До этого я никогда не встречала этого великого человека и была изумлена его обаянием, любезностью и даже шутками. Он выглядел больным, обессиленным, изможденным, но без устали говорил о своей любви к России и к русскому образу жизни.
Кроме меня, никто не мог просто так зайти в комнату больного, но и мне нельзя было задерживаться там дольше необходимого. Если он говорил или пускался в воспоминания, я должна была слушать и коротко отвечать, но мне нельзя было говорить что-то такое, что могло привести его в возбужденное состояние. Самое главное — нельзя было его утомлять. Софья Александровна будет читать ему, когда приедет. Я должна была только слушать.
Софья Александровна приехала через несколько дней после меня и сразу же прошла к нему. Было еще начало марта. Она бросила чемодан и направилась в комнату больного. Он обнял ее и сказал, что теперь они воссоединились: «Мы вместе, как были в России». Несколько дней спустя она читала ему Пушкина.

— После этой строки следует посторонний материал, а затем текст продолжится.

PR #71003, opened 2026-08-03
Reject unknown update_mask fields instead of silently ignoring them

ColtenOuO:
## Summary

`update_mask` lets a PATCH caller say "only apply these fields". Every endpoint implements it by intersecting the mask with the fields present in the body:

```python
fields_to_update = patch_body.model_fields_set.intersection(update_mask)
```

An entry that matches no field simply falls out of the intersection. Nothing notices, so the request becomes a no-op and still answers `200`, echoing back the untouched record. A typo is indistinguishable from success:

```console
$ curl -X PATCH '.../variables/pk?update_mask=value' -d '{"key":"pk","value":"CHANGED",...}'
200   # value -> "CHANGED"

$ curl -X PATCH '.../variables/pk?update_mask=valu' -d '{"key":"pk","value":"CHANGED",...}'
200   # value still "original"

$ curl -X PATCH '.../pools/p?update_mask=slot' -d '{"pool":"p","slots":99,...}'
200   # slots still 1
```

A stray space does the same, since nothing trims the entries (`update_mask=%20value`). A client that checks the status code has no way to learn its patch never landed.

`dags.py` already guards against this (`if update_mask != ["is_paused"]: raise 400`), so rejecting an unusable mask is an established expectation in this API. It was just missing everywhere else that accepts one.

## Before / after

| Request | Before | After |
| --- | --- | --- |
| `?update_mask=value` | `200`, applied | unchanged |
| `?update_mask=valu` | `200`, **not applied** | `400` naming the unknown field |
| `?update_mask=%20value` | `200`, **not applied** | `200`, applied |
| bulk `PATCH` with `"update_mask": ["valu"]` | `200`, **not applied** | `200`, error in that action's `errors` |

The error names both the offender and the accepted fields:

```
Unknown field(s) in update_mask: 'slot'.
Valid fields are: description, include_deferred, name, slots, team_name.
```

## The change

- `update_mask_param_factory(body_type)` in `common/parameters.py` builds a validated `update_mask` query parameter. The single-entity PATCH routes take it through `Depends`: variables, pools, connections, dag runs, and the task-instance patch, `dry_run` and task-group routes. `dags.py` is left alone because it already validates.
- Bulk endpoints carry the mask in the request body, so `BulkService.handle_request` validates it per `update` action. A bad mask is reported in that action's `errors` with `status_code: 400`, and the other actions still run. This matches how bulk already reports a missing entity or an immutable field.

Two decisions worth flagging:

**Field names and validation aliases are accepted, serialization aliases are not.** `ConnectionBody.schema_` is aliased to `schema`, and `update_mask=["schema","extra"]` is a working request today, so input aliases must pass. A serialization-only alias is an output name the body can never carry. Accepting it would let `update_mask=val` on a variable (`VariableBody.value` serializes as `val`) through validation as a silent no-op.

**Whitespace is trimmed rather than rejected.** `pools.py` already compares with `mask.strip()`, and the intent of `" value"` is not in doubt.

## Note on an existing test

`test_patch_dag_run_with_update_mask` had a case asserting that `{"update_mask": ["random"]}` returns `200`, which recorded the buggy behaviour as an expectation. It now expects `400` and the error message.

## Tests

Each route wires the dependency on its own line, so every endpoint that takes a mask has a `400` case:

- variables: a typo, a name that exists nowhere, an empty string and the serialization alias `val` return `400` and leave the row unchanged; a mask with surrounding whitespace still applies
- pools, connections: `400` and the stored value is unchanged
- task instances: patch, `dry_run` and task-group routes return `400` without setting any state
- dag runs: the corrected case above
- bulk variables: `200`, with the error in `update.errors` and the row unchanged

`test_variables`, `test_pools`, `test_connections`, `TestPatchDagRun` and the new task-instance test: 361 passed.

---

### DIFF
--- a/airflow-core/newsfragments/71003.significant.rst
+++ b/airflow-core/newsfragments/71003.significant.rst
@@ -1,0 +1,31 @@
+PATCH endpoints reject unknown ``update_mask`` fields
+
+An ``update_mask`` entry that names no field of the request body used to be dropped silently, so a
+typo turned the whole request into a no-op that still answered ``200`` with the untouched record.
+Such a mask is now rejected with ``400``, naming the offending entry and the accepted field names.
+
+Affected endpoints:
+
+* ``PATCH /variables/{variable_key}`` and ``PATCH /variables``
+* ``PATCH /pools/{pool_name}`` and ``PATCH /pools``
+* ``PATCH /connections/{connection_id}`` and ``PATCH /connections``
+* ``PATCH /dags/{dag_id}/dagRuns/{dag_run_id}``
+* ``PATCH /dags/{dag_id}/dagRuns/{dag_run_id}/taskInstances/{task_id}`` and its ``dry_run`` and
+  task-group variants
+
+Surrounding whitespace in a mask entry is now stripped, so ``update_mask=%20value`` applies the
+field instead of silently applying nothing.
+
+Clients that send an unused or misspelled mask entry and rely on the request succeeding must fix
+the entry.
+
+* Types of change
+
+  * [ ] Dag changes
+  * [ ] Config changes
+  * [x] API changes
+  * [ ] CLI changes
+  * [x] Behaviour changes
+  * [ ] Plugin changes
+  * [ ] Dependency changes
+  * [ ] Code interface changes
--- a/airflow-core/src/airflow/api_fastapi/common/parameters.py
+++ b/airflow-core/src/airflow/api_fastapi/common/parameters.py
@@ -2056,3 +2056,56 @@ QueryParseImportErrorBundleNameFilter = Annotated[
         )
     ),
 ]
+
+
+# Update mask
+def validate_update_mask(patch_body_type: type[BaseModel], update_mask: list[str] | None) -> list[str] | None:
+    """
+    Reject ``update_mask`` entries that name no field of ``patch_body_type``.
+
+    Every caller narrows the patch down with ``set(update_mask)``, which drops an entry matching
+    nothing -- so a typo used to make the whole request a no-op that still answered ``200``.
+    Aliases count as known names because that is what a caller sends in the body and reads back in
+    the response; which of the two a given endpoint acts on is left untouched here. Surrounding
+    whitespace is stripped so a stray space selects the field instead of silently selecting nothing.
+
+    Routes take the mask from the query string through :func:`update_mask_param_factory`; this is
+    for the bulk endpoints, which carry it in the request body instead.
+
+    :param patch_body_type: the request body type the mask selects fields from.
+    :param update_mask: the requested field names, or ``None``.
+    :return: the mask with whitespace stripped, or ``None``.
+    :raises HTTPException: 400 if any entry names no field.
+    """
+    if not update_mask:
+        return update_mask
+
+    fields = patch_body_type.model_fields
+    known = set(fields) | {
+        alias
+        for field in fields.values()
+        for alias in (field.alias, field.serialization_alias, field.validation_alias)
+        if isinstance(alias, str)
+    }
+
+    stripped = [entry.strip() for entry in update_mask]
+    if unknown := {entry for entry in stripped if entry not in known}:
+        raise HTTPException(
+            status_code=status.HTTP_400_BAD_REQUEST,
+            detail=(
+                f"Unknown field(s) in update_mask: {', '.join(sorted(map(repr, unknown)))}. "
+                f"Valid fields are: {', '.join(sorted(known))}."
+            ),
+        )
+    return stripped
+
+
+def update_mask_param_factory(
+    patch_body_type: type[BaseModel],
+) -> Callable[[list[str] | None], list[str] | None]:
+    """Build the validated ``update_mask`` query parameter for a PATCH endpoint on ``patch_body_type``."""
+
+    def depends_update_mask(update_mask: list[str] | None = Query(None)) -> list[str] | None:
+        return validate_update_mask(patch_body_type, update_mask)
+
+    return depends_update_mask
--- a/airflow-core/src/airflow/api_fastapi/core_api/services/public/common.py
+++ b/airflow-core/src/airflow/api_fastapi/core_api/services/public/common.py
@@ -18,13 +18,14 @@
 from __future__ import annotations
 
 from abc import ABC, abstractmethod
-from typing import Generic
+from typing import Generic, cast
 
 from fastapi import HTTPException, status
 from pydantic import BaseModel
 from sqlalchemy.ext.declarative import DeclarativeMeta
 from sqlalchemy.orm import Session
 
+from airflow.api_fastapi.common.parameters import validate_update_mask
 from airflow.api_fastapi.core_api.datamodels.common import (
     BulkAction,
     BulkActionResponse,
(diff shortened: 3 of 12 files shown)


ColtenOuO:
Resolve the merge conflict and re-run the CI.

airflow-core/src/airflow/api_fastapi/core_api/services/public/common.py
```diff
@@ -37,6 +37,44 @@
 )
 
 
+def validate_update_mask(patch_body: BaseModel, update_mask: list[str] | None) -> list[str] | None:
+    """
+    Reject ``update_mask`` entries that name no field of ``patch_body``.
+
+    Every caller narrows the patch down with ``set(update_mask)``, which drops an entry matching
```
pierrejeambrun: This should be part of the query param validator. We should extract a custom query param for `updatemask` in `parameters.py` which will do the validation, without having to call validate everywhere.

pierrejeambrun (commented):
Thanks for the PR.


Just one small refactoring suggestion

pierrejeambrun:
Also worth a small `significant` newsfragment, to warn users that these endpoints will now 'error' on wrong payload instead of silently '200'.

airflow-core/src/airflow/api_fastapi/core_api/services/public/common.py
ColtenOuO: Thanks for the review! That makes total sense to me.

Sorry, I'm still gaining experience with large-scale projects and have a lot of nuances to learn.

I've addressed the feedback in the latest commit.

ColtenOuO:
addressed feedback and added newsfragment.

airflow-core/src/airflow/api_fastapi/common/parameters.py
```diff
@@ -2056,3 +2056,56 @@ def _optional_boolean(value: bool | None) -> bool | None:
...
+    :raises HTTPException: 400 if any entry names no field.
+    """
+    if not update_mask:
+        return update_mask
+
+    fields = patch_body_type.model_fields
+    known = set(fields) | {
+        alias
+        for field in fields.values()
+        for alias in (field.alias, field.serialization_alias, field.validation_alias)
```
Andrushika: I think we should exclude `serialization_alias` here, it is too wide. It is the output name, not a name the body can send. 

For example:`PATCH /variables/k?update_mask=val` passes this check (`VariableBody.value` has `serialization_alias="val"`), but `model_fields_set` only has `value`, so it is a 200 no-op again.

`validation_alias` alone should be enough, since `alias` fills it too.

airflow-core/src/airflow/api_fastapi/core_api/services/public/common.py
```diff
@@ -55,6 +56,10 @@ def handle_request(self) -> BulkResponse:
             if action.action == BulkAction.CREATE:
                 self.handle_bulk_create(action, results[action.action.value])
             elif action.action == BulkAction.UPDATE:
+                if action.entities:
+                    action.update_mask = validate_update_mask(
+                        cast("type[BaseModel]", type(action.entities[0])), action.update_mask
+                    )
```
Andrushika, line 62: Currently a bad mask fails the whole bulk request with 400, but we expect each action to report its own errors in `results.errors`, like the immutable field check in `apply_patch_with_update_mask` ends up doing.

Would it make sense to move this into the per-action try block, so bulk clients see one shape?

airflow-core/src/airflow/api_fastapi/common/parameters.py
Andrushika, line 2087: I think we should exclude `serialization_alias` here, it is too wide. It is the output name, not a name the body can send.

For example: `PATCH /variables/k?update_mask=val` passes this check (`VariableBody.value` has `serialization_alias="val"`), but `model_fields_set` only has `value`, so it is a 200 no-op again.

`validation_alias` alone should be enough, since `alias` fills it too.

airflow-core/tests/unit/api_fastapi/core_api/routes/public/test_variables.py
```diff
@@ -633,6 +633,33 @@ def test_patch_with_update_mask_description_only(self, test_client, session):
...
+    def test_patch_update_mask_field_tolerates_surrounding_whitespace(self, test_client, session):
+        self.create_variables()
+        response = test_client.patch(
+            f"/variables/{TEST_VARIABLE_KEY}",
+            json={"key": TEST_VARIABLE_KEY, "value": "new_value", "description": "unchanged"},
+            params={"update_mask": [" value "]},
+        )
+        assert response.status_code == 200
+        assert response.json()["value"] == "new_value"
+
```
Andrushika, line 662: Only `variables` and `dag_run` have a 400 case now, and each route wires the dependency on its own line, so dropping one is not caught. Let's add test coverage for each endpoint to lock the wiring.

Andrushika (changes requested):
Thanks for the PR! the direction makes sense to me.

Left three comments: one on the alias set, one on the bulk error shape, one on test coverage.

airflow-core/src/airflow/api_fastapi/core_api/services/public/common.py
ColtenOuO: Yeah, it make sense to me, thanks!

airflow-core/newsfragments/71003.significant.rst
```diff
@@ -0,0 +1,33 @@
...
+Such a mask is now rejected with ``400``, naming the offending entry and the accepted field names.
+Bulk ``PATCH`` endpoints still answer ``200`` and report the rejection in that ``update`` action's
+``errors``, the same way they report other per-action failures.
+
+Affected endpoints:
+
+* ``PATCH /variables/{variable_key}`` and ``PATCH /variables``
+* ``PATCH /pools/{pool_name}`` and ``PATCH /pools``
+* ``PATCH /connections/{connection_id}`` and ``PATCH /connections``
+* ``PATCH /dags/{dag_id}/dagRuns/{dag_run_id}``
```
Andrushika, line 14: The check lives in `BulkService.handle_request`, so the two bulk endpoints that share it are affected too.
For old bulk dagRuns, the handler never reads `update_mask`. So a mask that was ignored before now gets a 400 in that action's `errors`.

For example: `PATCH /dags/{dag_id}/dagRuns` with `"update_mask": ["stat"]` used to answer 200 with no error entry.

```suggestion
* ``PATCH /dags/{dag_id}/dagRuns/{dag_run_id}`` and ``PATCH /dags/{dag_id}/dagRuns`` (the bulk endpoint never applied ``update_mask``, but an unknown entry is now reported instead of ignored)
* ``PATCH /dags/{dag_id}/dagRuns/{dag_run_id}/taskInstances`` (bulk)
```

Andrushika (commented):
LGTM after fix, thanks! 
We should also mention some more affected endpoints in newfragment.

airflow-core/newsfragments/71003.significant.rst
ColtenOuO: Thanks for the suggestion! Applied this in [cec46f5](https://github.com/apache/airflow/commit/cec46f52f627164a79014899c8ea6b286b100034).

Andrushika (approved):
Thanks!!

В первую неделю дома он был оживлен, всем интересовался — новостями, войной, русской музыкой, своим садом, — даже разминал пальцы и упражнялся на макете фортепиано в кровати.

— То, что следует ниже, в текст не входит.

PR #71009, opened 2026-08-03
Relax types-paramiko to support version 5

eladkal:
Now that we support paramiko version 5 in ssh/sftp we can relax the types-paramiko limit


kaxil (approved):

potiuk:
What a miss :)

Но я пишу не для того, чтобы перечислить медицинские подробности, описать, как быстро угас великий человек. Слишком печально вспоминать об этом. Через неделю у него пропал аппетит, на теле появились шишки. Они были повсюду, особенно на торсе. Бледно-красные и гладкие, но выпирающие. Я горевала, оттого что не могла ему ничем помочь, даже с моим медицинским образованием. Дважды в день приезжал Александр, но даже и он ничего не мог поделать с этим чудовищем среди болезней. Шаляпин навещал каждый день — но Сергей Васильевич чувствовал себя слишком утомленным, чтобы разговаривать со старым другом. Он говорил только со мной.
Дни теперь текли медленнее, чем прежде. К середине марта он изменился. Опухолей стало больше, сил в нем — меньше, и он почти ничего не ел. Дальше я привожу только то, что Сергей Васильевич сказал мне в самом конце, перед тем как погрузился в кому последних трех дней. Ибо Сергей Васильевич сказал многое, что захотят узнать грядущие поколения, и прошептал мне слова, которые могли понять лишь двое старых людей из одной и той же старой России, двое людей, смотревших друг другу в глубокие глаза и знавших, что не нужно бояться, если память жива. Я записала все, что он сказал, в тетрадь, прежде чем лечь в постель.
Во-первых, Сергей Васильевич повторил, как счастлив он тому, что может умереть дома. Сказал, что умер бы гораздо раньше, если бы остался в больнице. Едва он вернулся домой, как боль в боку стихла.
Во-вторых, даже в болезни он был самостоятельным. Ему не нравилось, когда кто-нибудь над ним суетился, даже я. Умолял меня не заставлять его есть, потому как у него часто не было аппетита. Он устал от кровати и попросил меня отвести его в сад, где сидел в кресле под теплыми лучами солнца. Он смотрел на солнце часами сквозь колышущиеся ветви деревьев.
Третье — родина. Когда Софья Александровна каждый день читала ему Пушкина, он сжимал ее руку и спрашивал только об одном — о войне в России[135]. Я всегда оставалась в комнате больного, когда она была там, и все слышала. С какой жадностью он слушал о победах русских над немцами! Софья Александровна рассказала ему о яростных сражениях в Харькове на Украине. Немцы вернули себе город и убили тысячи русских. Каждый день он спрашивал про Харьков. Когда Софья Александровна сообщила, что немцы снова взяли город, ему стало хуже. А когда казалось, что русские вот-вот отвоюют Харьков у немцев, Сергей Васильевич вздыхал и говорил: «Слава Господу! Боже, дай им сил».